▶ Records for the task
────────────────────

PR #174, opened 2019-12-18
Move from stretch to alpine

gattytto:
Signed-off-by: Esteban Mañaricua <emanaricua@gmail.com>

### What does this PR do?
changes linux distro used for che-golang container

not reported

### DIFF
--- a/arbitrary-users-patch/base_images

────────────────────

▶ What to do
Take the data above and return it exactly.

▶ Solution to this problem
PR #174, opened 2019-12-18
Move from stretch to alpine

gattytto:
Signed-off-by: Esteban Mañaricua <emanaricua@gmail.com>

### What does this PR do?
changes linux distro used for che-golang container

not reported

### DIFF
--- a/arbitrary-users-patch/base_images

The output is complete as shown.